Als het thuis echt niet meer gaat, is het belangrijk dat ook mogelijkheden buiten
het ziekenhuis worden gezocht. Eerstelijnsverblijven voor ouderen zijn vaak passender.
Daarom werk ik samen met partijen aan de opvolging van de Visie eerstelijnszorg, ondersteun
ik de implementatie van zorgcoördinatie, waar we het al even over hadden, en stimuleer
ik initiatieven zoals de WijkKliniek, om de juiste zorg op de juiste plek te kunnen
bieden.
Voorzitter. Ik ben er bijna doorheen. Mevrouw Paulusma vroeg: hoe worden de acute
zorg en specifiek traumagerelateerde situaties meegenomen in de acties rondom vrouwspecifieke
behandelingen? Mevrouw Paulusma heeft het al aangegeven: daar zet ik me speciaal voor
in. We weten dat hartklachten bij vrouwen anders zijn dan bij mannen. Het is dus van
levensbelang dat artsen in de diagnosestelling rekening houden met verschillen tussen
mannen en vrouwen. Er wordt in wetenschappelijke onderzoeken en in de opleiding van
medisch specialisten, de cardiologen, steeds meer aandacht besteed aan de man-vrouwverschillen.

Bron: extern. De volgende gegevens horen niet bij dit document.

PR #3005, opened 2021-02-10
Pre election copy changes

GeoWill:
This takes care of the tasks mentioned [here](https://github.com/DemocracyClub/UK-Polling-Stations/wiki/Maintenance-tasks#pre-election), and also adds a card about offering working for the council.
The wording of the latter probably needs some work.

I've deployed this to staging, in case anyone wants a look.

### DIFF
--- a/polling_stations/apps/data_finder/helpers/every_election.py
+++ b/polling_stations/apps/data_finder/helpers/every_election.py
@@ -204,3 +204,11 @@ class EveryElectionWrapper:
 
     def get_id_pilot_info(self):
         return self.get_metadata_by_key("2019-05-02-id-pilot")
+
+    @property
+    def multiple_elections(self):
+        if self.has_election and self.request_success:
+            uncancelled_ballots = [b for b in self.ballots if not b["cancelled"]]
+            return len(uncancelled_ballots) > 1
+        else:
+            return False
--- a/polling_stations/templates/base_full.html
+++ b/polling_stations/templates/base_full.html
@@ -10,7 +10,7 @@
     {% endblock base_title %}
   </title>
 
-  <meta name="description" content="{% block description %}Find out where to vote on 6 May 2021{% endblock %}">
+  <meta name="description" content="{% block description %}Find out where to vote{% if NEXT_CHARISMATIC_ELECTION_DATE %} on {{ NEXT_CHARISMATIC_ELECTION_DATE|date:'F j Y' }}{% endif %}{% endblock %}">
   <meta name="keywords" content="{% block keywords %}Polling stations,Election,General Election,Local Election{% endblock %}">
   <meta http-equiv="X-UA-Compatible" content="IE=edge,chrome=1">
   <meta http-equiv="Content-Type" content="text/html; charset=UTF-8">
@@ -23,7 +23,7 @@
   <meta name="twitter:site" content="@democlub">
   <meta property="og:image" content="{{ CANONICAL_URL }}{% block og_image %}{% static "dc_theme/images/logo.png" %}{% endblock og_image %}">
   <meta property="og:title" content="{% block og_title %}{{ site_title }}{% endblock og_title %}">
-  <meta property="og:description" content="{% block og_description %}Find out where to vote on 6 May 2021{% endblock og_description %}">
+  <meta property="og:description" content="{% block og_description %}Find out where to vote{% if NEXT_CHARISMATIC_ELECTION_DATE %} on {{ NEXT_CHARISMATIC_ELECTION_DATE|date:'F j Y' }}{% endif %}{% endblock og_description %}">
   {% if noindex %}
   <meta name="robots" content="noindex">
   {% endif %}
--- a/polling_stations/templates/base_full.html
+++ b/polling_stations/templates/base_full.html
@@ -10,7 +10,7 @@
     {% endblock base_title %}
   </title>
 
-  <meta name="description" content="{% block description %}Find out where to vote{% endblock %}">
+  <meta name="description" content="{% block description %}Find out where to vote on 6 May 2021{% endblock %}">
   <meta name="keywords" content="{% block keywords %}Polling stations,Election,General Election,Local Election{% endblock %}">
   <meta http-equiv="X-UA-Compatible" content="IE=edge,chrome=1">
   <meta http-equiv="Content-Type" content="text/html; charset=UTF-8">
@@ -23,7 +23,7 @@
   <meta name="twitter:site" content="@democlub">
   <meta property="og:image" content="{{ CANONICAL_URL }}{% block og_image %}{% static "dc_theme/images/logo.png" %}{% endblock og_image %}">
   <meta property="og:title" content="{% block og_title %}{{ site_title }}{% endblock og_title %}">
-  <meta property="og:description" content="{% block og_description %}Find out where to vote{% endblock og_description %}">
+  <meta property="og:description" content="{% block og_description %}Find out where to vote on 6 May 2021{% endblock og_description %}">
   {% if noindex %}
   <meta name="robots" content="noindex">
   {% endif %}
--- a/polling_stations/templates/fragments/help_your_council.html
+++ b/polling_stations/templates/fragments/help_your_council.html
@@ -1,0 +1,16 @@
+{% load i18n %}
+<div class="card">
+    {% blocktrans with council.electoral_services_phone_numbers.0 as council_phone and council.name as council_name and council.electoral_services_email as council_electoral_services_email %}
+        <h3>Your election (might) need you!</h3>
+        <p>
+          A lot of people are needed to make an election happen.
+          Your council may be hiring polling station and counting staff for the upcoming elections.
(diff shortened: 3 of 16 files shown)


polling_stations/templates/fragments/help_your_council.html
```diff
@@ -0,0 +1,16 @@
...
+        <h3>Your election (might) need you!</h3>
+        <p>
+            A lot of people are needed to make an election happen.
+	    You can contact your council electoral services team to see if they need help.
+        </p>
+        <p>
+            You can <strong>
+		    <a href="{{ council_electoral_services_email }}">email</a>
+	    </strong> {{ council_name }} electoral services on or call them on
+	    <strong><a href="tel:{{ council_phone }}">{{ council_phone }}</a></strong>.
```
GeoWill, line 13: @pmk01 do you have any thoughts on making this more explicit? I didn't know exactly what we're asking for. I also worry about pushing folk to ringing ES teams who may have enough on their plates already.

polling_stations/templates/home.html
```diff
@@ -32,7 +32,7 @@ <h1>{% trans "Find your polling station" %}</h1>
 
 {% if show_polls_open %}
 <div class="card centered-card">
-  {# <h2>Put a Title in Here</h2> #}
+  { <h2>6 May 2021 Elections</h2> }
```
GeoWill, line 35: Is this the best collective title for these elections?

GeoWill:
This doesn't fit inline, but is connected to this PR. Once we start getting data we'll begin showing the [explanations fragment](https://github.com/DemocracyClub/UK-Polling-Stations/blob/master/polling_stations/templates/election_explainers.html). However somewhere like GL10 3DE ([who link](https://whocanivotefor.co.uk/elections/GL10%203DE/)) will be having three elections (two of which are local) but will only show an explanation about the PCCs - so there'll be nothing indicating how many elections they have. I get the feeling making this work in Who hasn't been totally straight forward, so would appreciate any input. 
My initial thought is that showing election information is useful, but only if it's complete. An omission sort of implies something isn't happening, so if getting explanations into EE is too big a job then I'd drop them completely.

polling_stations/templates/fragments/help_your_council.html
```diff
@@ -0,0 +1,16 @@
...
+    {% blocktrans with council.electoral_services_phone_numbers.0 as council_phone and council.name as council_name and council.electoral_services_email as council_electoral_services_email %}
+        <h3>Your election (might) need you!</h3>
+        <p>
+            A lot of people are needed to make an election happen.
+	    You can contact your council electoral services team to see if they need help.
+        </p>
+        <p>
+            You can <strong>
+		    <a href="{{ council_electoral_services_email }}">email</a>
+	    </strong> {{ council_name }} electoral services on or call them on
```
michaeljcollinsuk, line 12: Think there is a rogue `on` here (the first one) that should be removed here? So that it reads "You can email {{ council_name }} electoral services or call them on..."

GeoWill: Yes! Thanks :)

polling_stations/templates/fragments/help_your_council.html
pmk01: I think we could make it more explicit, yes - 70+% of electoral admins say they don't have enough staff or resources for these elections, and every council site I have looked at is advertising for poll workers. To quote Martyn H when I put the suggestion to him: "Yes I think that would be a great idea- perhaps mention polling and counting staff, with multi day counts we’re all after bodies."

So I would suggest something like:

"A lot of people are needed to make an election happen. Your council may be hiring polling station and counting staff for the upcoming elections. Contact your council electoral services team to see if they need help."

I think any phone calls we create this way will be a drop in the ocean compared to their usual numbers, and offers of help will probably be welcome!

pmk01: Or a link to the webpage, as you suggested on the call!

GeoWill: The websites we have are just council websites - so not actually a useful link. As you pointed out volume isn't going to be overwhelming so will leave the contact details in.

polling_stations/apps/data_finder/helpers/every_election.py
```diff
@@ -204,3 +204,12 @@ def get_metadata_by_key(self, key):
 
     def get_id_pilot_info(self):
         return self.get_metadata_by_key("2019-05-02-id-pilot")
+
+    @property
+    def multiple_elections(self):
+        if self.has_election and self.request_success:
+            uncancelled_ballots = [b for b in self.ballots if not b["cancelled"]]
+            if len(uncancelled_ballots) > 1:
```
michaeljcollinsuk, line 212: Really small thing, but I would return the result of the comparison statement here:
```
return len(uncancelled_ballots) > 1
```
Means you lose the nested if statement and also ensures that the method always explicitly returns either `True` or `False` (currently you implicitly also return `None`)

GeoWill: Sounds good - I had originally written it without `if self.has_election and self.request_success:` so there was no implicit `None`. I'd missed it with the extra `if` - that's a sensible way of getting rid of it.

polling_stations/templates/base_full.html
```diff
@@ -23,7 +23,7 @@
   <meta name="twitter:site" content="@democlub">
   <meta property="og:image" content="{{ CANONICAL_URL }}{% block og_image %}{% static "dc_theme/images/logo.png" %}{% endblock og_image %}">
   <meta property="og:title" content="{% block og_title %}{{ site_title }}{% endblock og_title %}">
-  <meta property="og:description" content="{% block og_description %}Find out where to vote{% endblock og_description %}">
+  <meta property="og:description" content="{% block og_description %}Find out where to vote on 6 May 2021{% endblock og_description %}">
```
symroe, line 26: Can this be based off `NEXT_CHARISMATIC_ELECTION_DATE`?

e.g:

1. add to [`global_settings`](https://github.com/DemocracyClub/UK-Polling-Stations/blob/master/polling_stations/apps/pollingstations/context_processors.py#L8)
2. `{% if NEXT_CHARISMATIC_ELECTION_DATE %} on {{ NEXT_CHARISMATIC_ELECTION_DATE|date }}{% endif %}`

polling_stations/templates/fragments/polling_station_known.html
```diff
@@ -34,7 +34,7 @@ <h2>{% trans "Your polling station" %}</h2>
   </div>
 {% endif %}
 
-<p><strong>Polling stations are open from 7am to 10pm.</strong></p>
+<p><strong>Polling stations are open from 7am to 10pm on Thursday 6 May.</strong></p>
```
symroe, line 37: as per `NEXT_CHARISMATIC_ELECTION_DATE` above

polling_stations/templates/postcode_view.html
```diff
@@ -60,12 +60,15 @@
...
+    {% if multiple_elections %}
+       {% include "fragments/multiple_elections.html" %}
+    {% endif %}
 
     {% include "fragments/register_to_vote.html" %}
     {% include "fragments/you_dont_need_poll_card.html" %}
 
-    {% if we_know_where_you_should_vote and election_explainers and has_election and not error %}
-      {% include "election_explainers.html" %}
+    {% if council.electoral_services_phone_numbers and council.electoral_services_email %}
```
symroe, line 70: How does this work in Scotland and Northern Ireland?

symroe: Also, what's the system for taking this info off the site? Do we have a reminder? Or should we try to write code to turn it off?

GeoWill: Scotland and Northern Ireland are good points. I'll include `has_election` in the if. Also we shouldn't be showing it in NI ever, as we don't store council specific info for NI. I think it's OK for Scotland because we do have council specific electoral services info.

GeoWill: It's mentioned in [the wiki](https://github.com/DemocracyClub/UK-Polling-Stations/wiki/Maintenance-tasks#post-election) and in the `election playbook` google sheet. I think that's ok for now.

symroe: And for Scotland, are we sure that it's the local council who hire for polling stations? I assume so, but would be good to double check!

GeoWill: @pmk01 do you know the answer to this :point_up:?

pmk01: Pretty sure it's the council, or at any rate the info will be found on the council website eg.: https://www.highland.gov.uk/info/799/elections_and_voting/603/training_and_employment_at_elections

polling_stations/templates/base_full.html
GeoWill: Had a bash at an implementation in 005765f. As discussed on slack `NEXT_CHARISMATIC_ELECTION_DATE` is a string, so had to be cast to a date in the context processor.

PR #3013, opened 2021-02-15
Tamworth

smsmith97:
import script for Tamworth


GeoWill (changes requested):
The actual import script is great, we just need to squash the two commits together. Happy to pair on this to show you how to that :+1:

GeoWill (approved):

PR #3021, opened 2021-02-17
Warn on stations with same location, different postcode

GeoWill:
It's not uncommon to find two polling stations with the same lat/lon in
the council file, but different addresses - i.e. one has the wrong
lat/lon. However it's also common to have multiple stations at the same
location, e.g. different rooms in a school. In order to catch the
stations that have been given the wrong location in error, this check
compares the distance between the station to be added to the stationset
and all the stations added so far.

This check won't happen when the --nochecks flag is passed.

This commit also refactors the check_station_point method now there are
two checks, both of which require a location.

The qgis filter expression line allows the user to quickly identify the
stations in question by applying a filter to the polling stations layer.

### DIFF
--- a/polling_stations/apps/data_importers/base_importers.py
+++ b/polling_stations/apps/data_importers/base_importers.py
@@ -9,6 +9,7 @@ import os
 import tempfile
 import urllib.request
 
+import rtree
 from django.apps import apps
 from django.contrib.gis import geos
 from django.core.management.base import BaseCommand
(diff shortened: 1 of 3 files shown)


polling_stations/apps/data_importers/tests/test_base_stations_importer.py
```diff
@@ -0,0 +1,78 @@
...
+
+from django.contrib.gis.geos import Point
+from django.test import TestCase
+
+from councils.tests.factories import CouncilFactory
+from data_importers.base_importers import BaseStationsImporter
+from data_importers.data_types import StationSet
+
+
+class MockLogger:
```
michaeljcollinsuk, line 12: I think using this to then assert against in your tests is a really nice solution. 

My only other suggestion would be to use a unitest `MagicMock` object instead, which would save you from needing your own class with these methods. You could then use the [autospeccing](https://docs.python.org/3/library/unittest.mock.html#autospeccing) with your actual logger class, and then you could use some of the convenience methods like [`assert_called_once_with`](https://docs.python.org/3/library/unittest.mock.html#unittest.mock.Mock.assert_called_with) to check the logger is called correctly.

But like I say, think the way you are doing works fine and is really clear when reading the tests. So this is more just me suggesting a possible other way rather than saying its better!

polling_stations/apps/data_importers/tests/test_base_stations_importer.py
```diff
@@ -0,0 +1,78 @@
...
+        self.base_stations_importer.add_polling_station(ps1)
+        self.base_stations_importer.check_duplicate_location(ps2)
+        self.assertListEqual(
+            self.base_stations_importer.logger.logs,
+            [
+                "Polling stations 'bar' and 'foo' are at approximately the same location, "
+                "but have different postcodes:\nqgis filter exp: \"internal_council_id\" IN ('02','01')"
+            ],
+        )
+        if os.environ.get("CIRCLECI"):
```
michaeljcollinsuk, line 69: Its not clear to me why the third assert only gets called in CI, but I assume there is a reason for it

polling_stations/apps/data_importers/base_importers.py
```diff
@@ -241,22 +242,79 @@ def get_station_hash(self, station):
...
+                    record_geom.y + threshold,
+                ),
+                1,
+            )
+        )
+        if nearest_ids:
+            for i in nearest_ids:
+                station = stations_with_location_and_different_postcode[i.id]
+
+                def get_name(address):
```
michaeljcollinsuk, line 290: One issue with defining this function here is that if you wanted to write a test for the logic of extracting the name it would be quite tricky

polling_stations/apps/data_importers/base_importers.py
```diff
@@ -241,22 +242,79 @@ def get_station_hash(self, station):
...
+                (
+                    record_geom.x - threshold,
+                    record_geom.y - threshold,
+                    record_geom.x + threshold,
+                    record_geom.y + threshold,
+                ),
+                1,
+            )
+        )
+        if nearest_ids:
```
michaeljcollinsuk, line 286: I prefer to flip the conditional and return early in this circumstance, to avoid nesting:
```
if not nearest_ids:
    return

for I in nearest_ids:
...
```

polling_stations/apps/data_importers/tests/test_base_stations_importer.py
GeoWill: It's because my local environment will fail it, because of how my spatial libraries are set up! This does mean I'm not totally confident I'm going to get all the warnings I want, but there are other ways to check for the same thing ,so it's not the end of the world.

polling_stations/apps/data_importers/tests/test_base_stations_importer.py
GeoWill: OK, glad it makes sense - that was my concern. I'll have a look at the `MagicMock` for other times.

polling_stations/apps/data_importers/base_importers.py
GeoWill: Yep, I did it like this because you're not allowed a backslash in the `{}` bit of an `f-string`. Guess I could've used some other formatting method, but thought this was acceptable.

polling_stations/apps/data_importers/base_importers.py
GeoWill: :D I was thinking of your trick with this when I wrote line 255, but had forgotten by the time I got here.

PR #3036, opened 2021-02-22
import script for worthing (closes #3011)

### LINKED ISSUE #3011: Import WOT-Worthing Borough Council
EMS: Xpress DC
Files:
- `WOT/2021-02-15T11:21:49.443491/WBCDemocracy_Club__06May2021.tsv`

smsmith97:


polling_stations/apps/data_importers/management/commands/import_worthing.py
```diff
@@ -1,29 +1,31 @@
...
+            record = record._replace(polling_place_easting="514729")
+            record = record._replace(polling_place_northing="102975")
+
+        # Improved accuracy of station locations
+        if (
+            record.polling_place_id == "2143"
+        ):  # St. Richard's Church, Collingwood Road, Worthing
+            record = record._replace(polling_place_easting="511512")
+            record = record._replace(polling_place_northing="103575")
+
```
GeoWill, line 24: I can see why you made this change, and it definitely shows good attention to detail! However I'd be reluctant to include it without checking with the council - in this case if you look on a satellite image there are two buildings and the point provided by the council is on the one that doesn't appear in osm. We shouldn't be the ones figuring it out, so should ask or leave it. On a related note from a user perspective, by the time they've got that close there should be sufficient signage for them to figure it out.

polling_stations/apps/data_importers/management/commands/import_worthing.py
```diff
@@ -1,29 +1,31 @@
...
+        if (
+            record.polling_place_id == "2155"
+        ):  # Palatine Park Football Centre, Palatine Road, Worthing
+            record = record._replace(polling_place_easting="511285")
+            record = record._replace(polling_place_northing="103912")
+
+        return super().station_record_to_dict(record)
```
GeoWill, line 31: Here I think you're more likely to be right about the correction, but I'd still leave it out for reasons out lined above. The reason for leaving the correction to assembly rooms in is a. it's from a previous script which references a user report; and b. it's a much bigger change, so will impact on users/is more 'obviously wrong.

GeoWill (changes requested):
Few minor changes but looking good :)

GeoWill (approved):

PR #3073, opened 2021-03-02
Handle addresses that aren't in a council

GeoWill:
These are mostly piers, and there's only 20 odd of them.

These changes mean that we don't consider them when looking if a
postcode is split, and if all the other addresses in that postcode have
the same council we assume the pier (or lighthouse) is also in that
council.

### DIFF
--- a/polling_stations/apps/addressbase/management/commands/import_uprn_council_lookup.py
+++ b/polling_stations/apps/addressbase/management/commands/import_uprn_council_lookup.py
@@ -2,6 +2,8 @@ from django.db import connection
 from django.core.management.base import BaseCommand
 from pathlib import Path
 
+from addressbase.models import Address, UprnToCouncil
+
 
 class Command(BaseCommand):
     """
@@ -29,3 +31,18 @@ class Command(BaseCommand):
             cursor.copy_from(f, self.table_name, sep=",")
 
         self.stdout.write("...done")
+        self.stdout.write(
+            "Looking for addresses outside council areas... (aka the pier check...)"
+        )
+        for address in Address.objects.filter(uprntocouncil__isnull=True):
+            council = address.get_council_from_others_in_postcode()
+            if council:
+                self.stdout.write(
+                    f"Creating UprnToCouncil record for {address.uprn} with gss {council.geography.gss}"
+                )
+                UprnToCouncil.objects.create(
+                    uprn=address, lad=council.geography.gss, polling_station_id=""
+                )
+            else:
+                self.stdout.write(f"Council ambiguous for {address.uprn}, deleting")
+                address.delete()
--- a/polling_stations/apps/addressbase/models.py
+++ b/polling_stations/apps/addressbase/models.py
@@ -9,6 +9,17 @@ from pollingstations.models import PollingStation
 
 
 class Address(AbstractAddress):
+    def get_council_from_others_in_postcode(self):
+        others = (
+            Address.objects.filter(postcode=self.postcode)
+            .exclude(uprntocouncil__isnull=True)
+            .distinct("uprntocouncil__lad")
+        )
+        if len(others) == 1:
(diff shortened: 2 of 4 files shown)


chris48s:
aah we meet again. Its these ones, isn't it..

* CROMER PAVILION THEATRE, THE PIER, PROMENADE, CROMER
* C & A THOMASON LTD, CULLIVOE PIER, CULLIVOE, YELL, SHETLAND
* CLARKS BOATWORKS LTD, CROWN WHARF 1-5, CASTLETOWN, PORTLAND
* 3 ALBERT QUAY, FOWEY
* WORTHING PIER EVENTS LTD, WORTHING PIER, MARINE PARADE, WORTHING
* THE BOAT THAT ROCKS, 7 HAMM BEACH ROAD, PORTLAND
* THE PHAROS TRUST, LIGHT VESSEL 18, THE QUAY, HARWICH
* JOLLY ROGER, THE PIER, CLACTON-ON-SEA
* CROMER LIFEBOAT STATION, PROMENADE, CROMER
* THE CROFT HOUSE, GARTHS OF HAM, BRESSAY, SHETLAND
* THE CLACTON PIER CO LTD, THE PIER, CLACTON-ON-SEA
* DEAN & REDDYHOFF LTD, 6 HAMM BEACH ROAD, PORTLAND
* HALFPENNY PIER VISITORS CENTRE, THE QUAY, HARWICH
* PIER POINT, ARDMOR ROAD, AROS, ISLE OF MULL
* RANGE SAFETY CRAFT, 6 HAMM BEACH ROAD, PORTLAND
* THE PIER HEAD, CRAIGNURE, ISLE OF MULL
* 1 MULBERRY QUAY, MARKET STRAND, FALMOUTH
* STENA LINE, FISHGUARD HARBOUR, GOODWICK

just to throw it out there as an option, instead of doing this at query-time in the address model, you could make this assumption at import time when you build the uprntocouncil table and make sure you've got a uprntocouncil record for every uprn. You could also chuck out the list at the end of the management command to sanity check the list/assumptions.

GeoWill:
It is great that you have that list to hand Chris :joy: ! 

I did it this way (instead of dealing with them at import time) because I couldn't find a performant way of identifying them.

```sql
select * from addressbase_address aa
where aa.uprn not in (select au.uprn from addressbase_uprntocouncil au)
```
Takes an age. 

Doing it when the point in polygon lookup happens also really slows down the query - i.e. if I make this line https://github.com/DemocracyClub/UK-Polling-Stations/blob/f214b45607d34bbb42a2d2fdd28de29815006348/polling_stations/apps/addressbase/management/commands/create_uprn_council_lookup.py#L54 a `LEFT JOIN` (meaning we'd get the points that aren't covered by any council).

The other angle I've considered is a slow command that gets the list, and running that on every new addressbase release, put the list in a `BAD_UPRNS` setting, and then another command to delete them - but that felt fiddlier/more hands on than this. 

Perhaps there's another way?

chris48s:
> It is great that you have that list to hand Chris

What list? Typed them in from memory :rofl: 
(that list was in the wiki)

> Perhaps there's another way?

I tried running this locally, which identifies any records that do exist in `addressbase_address` but don't have a corresponding record in `addressbase_uprntocouncil`:

```sql
SELECT aa.uprn, aa.address, aa.postcode, au.uprn
FROM addressbase_address AS aa
LEFT JOIN addressbase_uprntocouncil AS au
ON aa.uprn=au.uprn
WHERE au.uprn IS NULL;
```

and it took about a minute for me. Doing it with a `LEFT JOIN` on UPRN rather than `IN` allows the query to use the index. That's not _quick_ , but I reckon adding another minute to the end of the addressbase build/import would be an OK tradeoff here.

GeoWill:
> That's not quick

But plenty quick enough.
Nice one :pray:

PR #3137, opened 2021-03-10
Import East Staffordshire

alexsdutton:


alexsdutton:
Gonna look at this again before re-requesting a review, and will also squash that wip commit.

polling_stations/apps/data_importers/management/commands/import_east_staffs.py
```diff
@@ -2,55 +2,32 @@
...
 class Command(BaseDemocracyCountsCsvImporter):
-    council_id = "E07000193"
-    addresses_name = "parl.2019-12-12/Version 1/Democracy Club Polling Districts.csv"
-    stations_name = "parl.2019-12-12/Version 1/Democracy Club Polling Stations.csv"
-    elections = ["parl.2019-12-12"]
+    council_id = "EST"
+    addresses_name = "2021-02-23T13:27:13.045364/Democracy Club - Polling Districts.csv"
+    stations_name = "2021-02-23T13:27:13.045364/Democracy Club - Polling Stations.csv"
+    elections = ["2021-05-06"]
     allow_station_point_from_postcode = False
```
GeoWill, line 9: Another thing that's changed! This is just the default behaviour now. So there's the `-p` flag for when we run a command locally, but we never do that in prod because it made too many dodgy maps.

GeoWill (changes requested):
1 small change, otherwise looking good :+1:

PR #3204, opened 2021-03-16
Welsh council names

alexsdutton:


alexsdutton:
CI failure is because there's now a second form (language selection) on the pages tested. Will need to fix the tests to pick out the right form.

alexsdutton:
Merging so we can get transifex set up :-)

PR #3319, opened 2021-03-23
Deal with duplicate elements in addresslist

GeoWill:
The check against addressbase was mutating the list it was iterating
over, meaning duplicate elements weren't all getting deleted, and then
uprns were getting assigned pollingstations, where we weren't confident
of the match.

### DIFF
--- a/polling_stations/apps/data_importers/data_types.py
+++ b/polling_stations/apps/data_importers/data_types.py
@@ -314,6 +314,7 @@ class AddressList(AssignPollingStationsMixin):
         self.elements = [e for e in self.elements if e["uprn"] in addressbase_data]
 
     def remove_records_that_dont_match_addressbase(self, addressbase_data):
+        to_remove = []
         for input_record in self.elements:
             addressbase_record = addressbase_data[input_record["uprn"].lstrip("0")]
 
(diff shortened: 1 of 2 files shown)


polling_stations/apps/data_importers/data_types.py
```diff
@@ -323,7 +324,8 @@ def remove_records_that_dont_match_addressbase(self, addressbase_data):
             ):
                 continue
             else:
-                self.elements.remove(input_record)
+                to_remove.append(input_record)
+        self.elements = [e for e in self.elements if e not in to_remove]
```
symroe, line 328: Not sure if this matters, but you could use sets for `to_remove` and `self.elements` and then do 

```python
self.elements = self.elements - to_remove
```

If there's a reason for `self.elements` to be a list, then never mind :)

polling_stations/apps/data_importers/tests/test_address_list.py
```diff
@@ -372,6 +372,50 @@ def test_remove_records_that_dont_match_addressbase(self):
         address_list.remove_records_that_dont_match_addressbase(addressbase_data)
         self.assertEqual(expected, address_list.elements)
 
+    def test_remove_records_that_dont_match_addressbase_with_duplicates(self):
```
symroe, line 375: By the way, it's really nice that we can unit test like this :)

polling_stations/apps/data_importers/data_types.py
GeoWill: I think there's an `AddressList` used to be an `AddressSet` -> https://github.com/DemocracyClub/UK-Polling-Stations/commit/4949ddaaa69b1d416da82ba930398c6279404d1e
TBH I just stuck with the framework that was there :). 
I'll make a note to revisit whether there'd be any advantage to going back to a set when there's less imports to write!

PR #3320, opened 2021-03-23
import script for darlington (closes #3258)

### LINKED ISSUE #3258: Import DAL-Darlington Borough Council
EMS: Xpress DC
Files:
- `DAL/2021-03-19T13:08:53.439791/darlington.gov.uk-1616156390000-.tsv`

smsmith97:
Changed from a coord to a postcode fix for consistency.

### DIFF
--- a/polling_stations/apps/data_importers/management/commands/import_darlington.py
+++ b/polling_stations/apps/data_importers/management/commands/import_darlington.py
@@ -3,20 +3,16 @@ from data_importers.management.commands import BaseXpressDemocracyClubCsvImporte
 
 
 class Command(BaseXpressDemocracyClubCsvImporter):
-    council_id = "E06000005"
-    addresses_name = (
-        "parl.2019-12-12/Version 1/Democracy_Club__12December2019darling.tsv"
-    )
-    stations_name = (
-        "parl.2019-12-12/Version 1/Democracy_Club__12December2019darling.tsv"
-    )
-    elections = ["parl.2019-12-12"]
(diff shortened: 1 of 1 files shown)


polling_stations/apps/data_importers/management/commands/import_darlington.py
```diff
@@ -1,49 +1,33 @@
...
 
     def station_record_to_dict(self, record):
-
-        if record.polling_place_id == "5634":  #  The Reading Room
-            rec = super().station_record_to_dict(record)
-            rec["location"] = Point(-1.49308179, 54.48766450, srid=4326)
-            return rec
+        # The Reading Room Neasham Darlington DL2 1PH
+        if record.polling_place_id == "6423":
+            record = record._replace(polling_place_postcode="DL2 1QX")
```
GeoWill, line 14: Makes sense to fix the postcode if it's wrong, but no need to throw away the coordinates - we won't actually show users a map if all we have is the postcode. 

You can combine the two approaches (manipulation record and rec) like this: 

```python
    def station_record_to_dict(self, record):
        # The Reading Room Neasham Darlington DL2 1PH
        if record.polling_place_id == "6423":
            record = record._replace(polling_place_postcode="DL2 1QX")
            rec = super().station_record_to_dict(record)
            rec["location"] = Point(-1.49308179, 54.48766450, srid=4326)
            return rec
        return super().station_record_to_dict(record)
```

GeoWill (approved):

Het gaat hier ook niet om vrouwspecifieke aandoeningen. Maar er is meer nodig. Via
de Taakopdracht Gender en Gezondheid van ZonMw blijf ik aandacht vragen voor de integratie
van sekse en gender in onderzoek om zo passende zorg voor iedereen te realiseren,
ongeacht sekse of gender.
Verder heb ik aangekondigd dat ik een impuls wil geven aan extra onderzoek naar vrouwspecifieke
klachten. Ik ga daarvoor langs de lijnen van de inhoud kijken hoe we dat programma
gaan inrichten. Ik kan me heel goed voorstellen dat er, als er specifieke kennishiaten
bestaan in de acute zorg, in dat programma ook aandacht komt voor het herkennen van
dergelijke klachten op de SEH, bijvoorbeeld als vrouwen zich op een SEH presenteren
met ernstige pijn, zoals bij endometriose. Dat is belangrijk, want dat wordt op dit
moment eigenlijk niet herkend.
Tot zover, voorzitter.
De voorzitter:
Mevrouw Paulusma heeft nog een vraag.
Mevrouw Paulusma (D66):
Dank en ook dank voor het antwoord. Het gaat met niet zozeer om de professionals in
de lange witte jassen; het gaat mij vooral om de triage vooraf, dus voordat vrouwen
op de spoedeisende hulp komen. De Minister heeft gelijk: dit zijn geen vrouwspecifieke
aandoeningen, maar de klachten presenteren zich wel heel anders. Dat geldt niet alleen
voor hartklachten, maar ook voor een beroerte. De triage zou dus beter moeten. Er
moet meer aandacht zijn voor de presentatie, die bij vrouwen anders is dan bij mannen,
zodat ze bij de juiste cardioloog terechtkomen.
Minister Dijkstra:
Ja, dat is heel belangrijk. Ik zei al: ik ga langs de lijnen van de inhoud naar dit
programma kijken. Bij ZonMw loopt ook onderzoek naar hoe klachten zich manifesteren,
zoals u aangeeft, wat daaraan te doen is en hoe dat bij iedereen tussen de oren komt,
zeker ook bij de triagisten.
De voorzitter:
Ik reageerde even op mevrouw Paulusma, die zei dat de patiënt dan bij de juiste cardioloog
terechtkomt, maar ja, als iemand een beroerte heeft ...
Mevrouw Paulusma (D66):
Bij de juiste professional.
De voorzitter:
Daar reageerde ik even op, maar ik wilde niemand afleiden.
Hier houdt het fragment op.